Keeping in mind the competitors’ business model, and the pain points of the target customers, the
team mostly had two options in mind, but each of the options had their own benefits and
challenges.
Marketplace Model
One of the options was to go for the marketplace model, wherein the startup would charge a
commission per sale between the two parties. The platform would handle the payment and levy a
percentage or flat fee when a customer pays a provider. In a similar manner, Kirana Kart would
serve as a marketplace that connected retailers and small kirana stores with distributors, and sub-
distributors who would be onboarded on the platform. The fee charged from distributors and
wholesalers would be divided based on the types of products and established in accordance with
existing market norms.
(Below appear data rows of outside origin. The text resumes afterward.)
PR #2125, opened 2024-09-18
Remove unused pointer to DisplayApp member variables

NeroBurner:
In the screens that use `DisplayApp *app` and pass it to a child item, or use the reference just in the constructor. Afterwards the `app` member is not used. So remove it from the private member variables.

~~`SettingDisplay.h` actually never uses `DisplayApp *app` and the parameter could be removed from the constructor. I'd be happy about feedback whether or not to remove it.~~
Completely remove `app` parameter from `SettingDisplay` constructor as it is unused.


NeroBurner:
build error because of unused variable, removing `app` from constructor

```
 /__w/InfiniTime/InfiniTime/src/displayapp/screens/settings/SettingDisplay.cpp:27:68: error: unused parameter 'app' [-Werror=unused-parameter]
   27 | SettingDisplay::SettingDisplay(Pinetime::Applications::DisplayApp* app, Pinetime::Controllers::Settings& settingsController)
      |                                ~~~~~~~~~~~~~~~~~~~~~~~~~~~~~~~~~~~~^~~
cc1plus: all warnings being treated as errors
```

mark9064 (approved):

FintasticMan (approved):
LGTM!

PR #2130, opened 2024-09-26
MusicService: add missing includes for TickType_t and xTaskGetTickCount

NeroBurner:
Add includes for the directly used data type `TickType_t` in the header and the function `xTaskGetTickCount` from FreeRTOS's `task.h`

I found out while slimming down InfiniSim and trying to use `MusicService.h` from InfiniTime directly

### DIFF
--- a/src/components/ble/MusicService.cpp
+++ b/src/components/ble/MusicService.cpp
@@ -18,6 +18,7 @@
 #include "components/ble/MusicService.h"
 #include "components/ble/NimbleController.h"
 #include <cstring>
+#include <task.h>
 
 namespace {
   // 0000yyxx-78fc-48fe-8e23-433b3a1942d0
--- a/src/components/ble/MusicService.cpp
+++ b/src/components/ble/MusicService.cpp
@@ -18,6 +18,7 @@
 #include "components/ble/MusicService.h"
 #include "components/ble/NimbleController.h"
 #include <cstring>
+#include <FreeRTOS.h>
 #include <task.h>
 
 namespace {
--- a/src/components/ble/MusicService.h
+++ b/src/components/ble/MusicService.h
@@ -25,7 +25,7 @@
 #include <host/ble_uuid.h>
 #undef max
 #undef min
-#include "portmacro_cmsis.h"
+#include <FreeRTOS.h>
 
 namespace Pinetime {
   namespace Controllers {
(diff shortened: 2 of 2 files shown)


mark9064 (approved):

src/components/ble/MusicService.h
```diff
@@ -25,6 +25,7 @@
 #include <host/ble_uuid.h>
 #undef max
 #undef min
+#include "portmacro_cmsis.h"
```
FintasticMan, line 28: `portmacro_cmsis.h` is a header internal to FreeRTOS. It would be better to just include `FreeRTOS.h`. Also, we use `<>` for external libraries like this rather than `""`

src/components/ble/MusicService.cpp
```diff
@@ -18,6 +18,7 @@
 #include "components/ble/MusicService.h"
 #include "components/ble/NimbleController.h"
 #include <cstring>
+#include <task.h>
```
FintasticMan, line 21: You need to include `FreeRTOS.h` before `task.h`.

FintasticMan (changes requested):

src/components/ble/MusicService.cpp
mark9064: It's being provided by nimblecontroller.h (at least by fs.h), but I suppose it's better to avoid the indirect dependency?

FintasticMan: Yeah. I'm of the opinion that all of our headers should work regardless of how they're included in cpp files.

mark9064: I think that does make sense, that way it's tolerant to things being moved around later. This probably does mean that a lot of headers are missing across the project though

FintasticMan: I don't think we need to fix it for existing code, but going forward we should aim for it on a best-effort basis.

NeroBurner: added FreeRTOS.h include before tasks.h now

src/components/ble/MusicService.h
NeroBurner: thanks for the review. Indeed `<>` for external libraries. Review are IMPORTANT. Thanks for the time and suggestion to make it right

FintasticMan (approved):
Always nice to fix issues like these!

In this arrangement, there would be regional dark stores from which the
delivery would be made from various master distributors for various products to the kirana stores
(See Exhibit 3a). By acting as a middleman between the master distributor and the kirana shop
owner, the goods would be delivered to the kirana stores. However, there were both advantages
and disadvantages of having a marketplace model. A wider reach among retailers could be possible
as a significant amount of untapped market exists among tiny retailers in rural areas and outside
cities and towns. This would aid distributors in accessing a wider audience, in raising their sales
revenue, and build a platform that made it simple for the merchants to order products and receive
them.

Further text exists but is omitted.